3.2. EXPERIMENTS IN IMAGE CLASSIFICATION

We begin our study of nondeterminism with the fundamental task of image classification. We test our protocol using CIFAR-10 ( Krizhevsky et al., 2009) , a 10-way classification dataset with 50,000 training images of resolution 32 × 32 pixels and 10,000 for testing. In these initial experiments, we use a 14-layer ResNet model (He et al., 2016) , trained with a cosine learning rate decay (Loshchilov & Hutter, 2016) for 500 epochs with a maximum learning rate of .40, three epochs of learning rate warmup, a batch size of 512, momentum of 0.9, and weight decay of 5 • 10 -4 , obtaining a baseline accuracy of 90.0%. Data augmentation consists of random crops and horizontal flips. All experiments were done on two NVIDIA Tesla V100 GPUs with pytorch (Paszke et al., 2019) . We show the results of our protocol in this setting in Table 1 . What we find is surprising -while there are slight differences, each source of nondeterminism has very similar effects on the variability of final trained models, measured across both accuracy and cross-entropy. In fact, random parameter initialization, arguably the most salient form of nondeterminism, does not stand out based on any of these metrics. Even when combining multiple sources of nondeterminism, there's remarkably little difference -nothing more than one or two standard deviations compared to any individual source of nondeterminism. In short, each source of nondeterminism has roughly the same effect on the variability in final model performance, with no combination of nondeterminism sources a factor of even two more important than any other. Turning toward representational diversity on a per-layer level, average CKA values across 6 representative layers are shown in Fig. 1 , done for pairwise combinations of 25 models (due to the computational requirements of CKA). Consistent with other analyses, CKA reveals that while there are some differences in representational similarity between models trained with different sources of nondeterminism, especially the output of the first residual block, by and large these differences are small, easily dwarfed in size by differences across layers.

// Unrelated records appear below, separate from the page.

PR #4587, opened 2024-03-01
Support config selection in a subflow env var

Steve-Mcl:
## Types of changes

## Proposed changes

Implement part of https://github.com/node-red/designs/discussions/77

* Adds "conf-types" to typedInput - permitting the Env Var UI editor to select a "config type"
* Adds `getNodeDefinitions` which is exposed via `RED.nodes.registry.getNodeDefinitions`
   * This is to support listing config types in a typedInput
* Exposes `prepareConfigNodeSelect` in `RED.editor.prepareConfigNodeSelect` to permit subflow env var to show config selection
* Modifies the `ediatbleList` to support "sortable, but not movable" items by adding a class `red-ui-editableList-item-constrained` to the `li` of the container
   * This is necessary for when a plugin (like dashboard) wants to show UI elements within a subflow in their editable list but dont want the user to be able to move items between groups

### Demonstration

https://github.com/FlowFuse/node-red-dashboard/assets/44235289/65449f43-837a-46c7-8ea0-98e610014aca

## Checklist


packages/node_modules/@node-red/editor-client/src/js/ui/common/typedInput.js
```diff
@@ -578,18 +578,75 @@
...
+                    container.append(row1Name, row2Module)
+        
+                    return {
+                        value: def.type,
+                        name: def.set.name || def.type,
+                        enabled: def.set.enabled ?? true,
+                        local: def.set.local,
+                        title: def.set.id, // tooltip e.g. "node-red-contrib-foo/bar"
+                        module: def.set.module,
+                        icon: container[0].outerHTML.trim(), // the typeInput will interpret this as html text and render it in the anchor
```
knolleary, line 627: A single node-set could contain multiple config nodes, so it isn't appropriate to use that value as the label here. This should use `def.type` as the actual name of the type to be selected.

```suggestion
                    const row1Name = $('<div>').text(def.type)
                    const row2Module = $('<div style="font-size: 0.8em; color: var(--red-ui-tertiary-text-color);">').text(def.set.module)
                    container.append(row1Name, row2Module)
        
                    return {
                        value: def.type,
                        name: def.type,
                        enabled: def.set.enabled ?? true,
                        local: def.set.local,
                        title: def.set.id, // tooltip e.g. "node-red-contrib-foo/bar"
                        module: def.set.module,
                        icon: container[0].outerHTML.trim(), // the typeInput will interpret this as html text and render it in the anchor
```

packages/node_modules/@node-red/editor-client/src/js/ui/common/editableList.js
knolleary, line 1: Just noting these changes are not part of the support for config nodes in Subflow props - they are an secondary thing needed by dashboard once the config nodes in sf props feature is enabled. But as they are in this PR, we have to deal with these changes at the same time.

I think I need more info on what this is intended to do - what does "sortable, but not movable" actually mean? Does it allow *some* items to be sortable by the user, but not others (depending on whether the individual item has had the `...-constrained` class applied?

Issue #4597, opened 2024-03-08
Feature: Include module meta-data in flow export


knolleary:
A common problem with importing/exporting flows is not knowing if additional modules are required to be installed. The user is left on their own to figure it out.

There are two possible solutions here.

### Option 1

**Include the module name in the exported node object, for example: `m="node-red-node-random"`**

The downside of this approach is it greatly inflates the flow json with a *lot* of redundant information. If you have 100 nodes of the same type, you have 100 copies of the module name.

This isn't terrible, but it isn't great.

### Option 2

**Make use of the `global-config` config node introduced in 3.x to include a module manifest.**

This is a more attractive option - as it could afford to include more meta data such as module version.

Ideally there should only be one `global-config` node in a deployed set of flows. To keep true to that, the editor would have to properly merge an imported `global-config` node with what is already there. But we'd also want to make sure both editor and runtime work okay if there are multiple nodes present (I think it does... but not sure I've explicitly tested for that).

## UX

When importing a flow containing module meta-data (regardless of the approach chosen above), the editor should then prompt if there are modules that need installing. The user should then be able to pick what to do next:
 - cancel the import
 - one-click install of the missing modules
 - let the user resolve it manually

The apis for installing modules are optimised for installing one at a time. We may want to look at enabling installing multiple modules in one api call - so we run npm once overall and not once per module.

GogoVega:
I like option 2 because it's global and centralized. For the UX it seems complete to me.

Using this node can also allow the addition of various data. For example, when I export a flow, I add the machine name to the name of my first flow to identify which flow it is (of course the file name contains it too). Now it will be global-config which will contain this information. We can consider adding a version, a description... I don't know if it's useful but it could contain information from the FlowFuse snapshot. It's not part of this request but could it be the subject of an extension?

knolleary:
This isn't going to land in 4.0 as it needs more work on the import side. But it can be a headline 4.1 item.

knolleary:
Closing as this has been merged to `dev` for the 4.1 release

PR #4599, opened 2024-03-08
Include module list in global-config node when importing/exporting flows

knolleary:
Part of #4597 

When exporting a flow from the editor (via Ctrl-E, or deploying to runtime), the editor will now scan the nodes being exported and if any come from modules other than `node-red`, it will include a `global-config` node in the export (or update an existing one) to include a `modules` object:

For example: 
```
    {
        "id": "501579b48496ccb7",
        "type": "global-config",
        "modules": {
            "node-red-node-daemon": "0.2.1"
        }
    }
```

When importing such a flow, if any of the included nodes are unknown, it now prompts the user to install the modules provided in the global-config node list:

image

Clicking 'manage dependencies' takes you to the Palette Manager's Install tab, with the required modules pre-filtered:

image

Notes:

 - the list of modules is *not* saved when the flow is deployed. This means if the user deploys with the unknown nodes in place, then reloads the editor, we no longer have the information needed to offer the install. This is due to the way we don't persist the `modules` property of the global config node - it is only ever created on the export action.


johnwyles:
big ups on this one ^

AllanOricil:
@knolleary when is this going to be released?

knolleary:
Assuming we're all happy with the functionality, it will be in 4.1. don't have an ETA for that yet.

There are a couple bits I'm not 100% happy with yet - which is why it's sat for a while.

AllanOricil:
What are those bits you are not happy about it? I can try to help, if needed

knolleary:
I can't remember the specifics, I've not played with the branch for a while. It's mostly needs thinking through the workflow it enables on both the export and import side.

Pull the branch, give it a go. Let me know what you think.

AllanOricil:
Can a "Install all" button be added right besides "Manage dependencies" ?

image

GogoVega:
I added the `Install all` button in #4929.

Note that export functions are both exported so changing parameters is a breaking changes.

In the `unknown` node, if modules is empty I would use the node type as a filter. This would allow searching for modules even if it is not 100% reliable?

GogoVega:
There are still some issues:
- If the current flow does not contain global-config, when clicking on "Manage modules" the filter is not applied because modules property is empty.
- When deploying, modules property should not be saved in the flow.json.

To check: if the imported global-config contains only modules (not env) it should be deleted after import.

AllanOricil:
@knolleary @GogoVega 

I think this feature request is similar to this one, since env variables are also kind of a "dependency" of a flow
https://discourse.nodered.org/t/env-variables-configuration-must-be-serialized-to-flows-json/93739

PR #4601, opened 2024-03-10
Update workspaces.js to fix flow number counts are not separated for multiple projects when Projects feature is turned on.

mshioji:
Fixed issue that flow number counts are not separated for multiple projects when workspace is turned on.

## Proposed changes

I'm new to pull requests, so sorry if I'm not following the guideline here,
when workspace turned on, I create multiple flow tabs on project1, then create and move to new project2 and create new flow tab. I expect new flow tab number will be "flow 2" but number is the next number after the project 1 flow number.
They appear to be mixed up between projects.

node-red@3.1.6
node.js v18.14.0

Thank you,

## Checklist


knolleary:
I have applied an alternative fix via #4619

PR #4352, opened 2023-09-18
changed cloning library to rfdc for runtime module

anshumanr:
- [x ] Bugfix (non-breaking change which fixes an issue)
- [ ] New feature (non-breaking change which adds functionality)

## Proposed changes

switched cloning library from `github.com/pvorb/clone` to `github.com/davidmarkclements/rfdc` in runtime, to improve modify performance  for large number of nodes (in 1000s). Changes and flame-graphs [discussed in discource forum](https://discourse.nodered.org/t/cloning-performance-using-rfdc-instead-of-clone/81288/9)

## Checklist

- [x ] I have read the [contribution guidelines](https://github.com/node-red/node-red/blob/master/CONTRIBUTING.md)
- [ x] For non-bugfix PRs, I have discussed this change on the forum/slack team.
- [x ] I have run `grunt` to verify the unit tests pass
- [ ] I have added suitable unit tests to cover the new/changed functionality

PR #4607, opened 2024-03-11
using rfdc to clone flows

anshumanr:

## Proposed changes

switched cloning library from github.com/pvorb/clone to github.com/davidmarkclements/rfdc in runtime, to improve modify performance for large number of nodes (in 1000s). Original discussion on [discource](https://discourse.nodered.org/t/cloning-performance-using-rfdc-instead-of-clone/81288/9). Previous https://github.com/node-red/node-red/pull/4352 had to be reverted as it was breaking some new test cases. This PR is more contained (previous PR had more files), and passes those tests.

Flame graph - before:
Before-2024-03-11_13 29 20

Flame graph - after:
After-2024-03-11_13 27 22

Each profile run was for 12 seconds, which contained 2 `PUT /flow/:flowid` requests.

## Checklist

All tests passed (using github actions - configured for nodejs versions 18 & 20)
```
  2510 passing (2m)
  59 pending


Done.

=============================== Coverage summary ===============================
Statements   : 69.35% ( 11951/17233 )
Branches     : 62.46% ( 6731/10776 )
Functions    : 65.09% ( 1633/2509 )
Lines        : 69.46% ( 11579/16671 )
================================================================================

Done.
```


packages/node_modules/@node-red/runtime/lib/flows/Flow.js
```diff
@@ -14,7 +14,7 @@
  * limitations under the License.
  **/
 
-const clone = require("clone");
+const clone = require("rfdc")({proto:true, circles: true});
```
knolleary, line 17:
```suggestion
const clone = require("clone");
```

Having reviewed what caused the test failure in `Subflow.js` I can see this file would also hit the same error if we had an explicit test case for it - where there is a `Buffer` object to clone.

We need to be careful to only use `rfdc` when cloning pure JSON objects.

anshumanr: is this comment/suggestion also valid for the other files in the PR - `util.js` and `index.js`?

knolleary: I was not meaning you need to be adding further checks like the use if `isJSONType` - which is going to be wasted overhead in many cases.

There are certain places in the code base where we *know* the object is JSON encodable because of where it is in the code base - no need to add all those additional checks.

It may be easier at this point if I just pick out the 2 or 3 places around the startup of flows that involve cloning the flow configuration (which is definitely going to be JSON-safe content) and make the changes to use rfdc.

anshumanr:
Closing. Now being tracked in https://github.com/node-red/node-red/pull/4679

PR #10080, opened 2020-05-08
Undo accidental change in test result file with LAPACK

kronbichler:
This was accidentally changed in #10050 when marking this test as depending on LAPACK. Fixes the test failure
https://cdash.43-1.org/testDetails.php?test=43666160&build=6160


rezarastak:
Oops. I think when I rebased #10050 it changed that line and I missed it.

PR #10081, opened 2020-05-08
merge_triangulations(): reformulate documentation

nfehn:
Reformulate documentation in a way that keepping the manifolds is the expected default behavior.

This is a minimal solution to issue #8914 for release 9.2.


kronbichler:
Documentation only, so I'm merging.

PR #10084, opened 2020-05-08
Fix matrix-free pre/post loops with threads 

### LINKED ISSUE #9405: Post-function in matrix-free cell_loop() is not executed correctly when not using AdditionalData::none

3.3. EXPERIMENTS IN LANGUAGE MODELING

Here we show that this phenomenon is not unique to image classification, applying the same experimental protocol to language modeling. For these experiments, we employ a small quasirecurrent neural network (QRNN) (Bradbury et al., 2016) on Penn Treebank (Marcus et al., 1993) , using the publicly available code of Merity et al. (2017) . This baseline model uses a 256-dimensional word embedding size, 512 hidden units per layer, and 3 layers of recurrent units, obtaining a perplexity (PPL) of 75.49 on the Penn Treebank test set. For this task, two sources of nondeterminism are relevant: the random parameter initialization, and multiple stochastic operations including variations of dropout and variable length backpropagation through time, which share a common seed. To measure diversity in performance, PPL is the most widely-accepted metric, and for diversity in representation we focus on only two metrics (pairwise disagreement and benefits from ensembling) because CKA was not designed for variable-length input and common computing libraries (Virtanen et al., 2020) are not efficient enough to calculate O(R 2 ) correlation coefficients with such large inputs. We show results in Table 2 , where we find even less difference in variability between the two sources of nondeterminism considered across all three diversity metrics, showing that the phenomenon isn't unique to image classification or ResNets.

3.4. NONDETERMINISM THROUGHOUT TRAINING

One hypothesis for the cause of this phenomenon is that models are particularly sensitive to changes in the initial phase of learning, which recent work has shown to be the case in other contexts (Achille et al., 2019; Frankle et al., 2020) We do this experiment for the ResNet-14 model on CIFAR-10 in Fig. 2 , where we find that it is not only the beginning of training that is sensitive to changes in nondeterminism, refuting this hypothesis about the onset of the effects of nondeterminism. Instead, the effect of nondeterminism is nearly as high when enabling it even after 50 epochs (10% of the way through training), and we see only a gradual reduction in final model variability as the onset of nondeterminism is moved later and later.

4. INSTABILITY

Why does each source of nondeterminism have a similar effect on model diversity? We answer this question by finding the smallest possible change that produces as diverse a range of models, revealing the instability in optimizing neural networks.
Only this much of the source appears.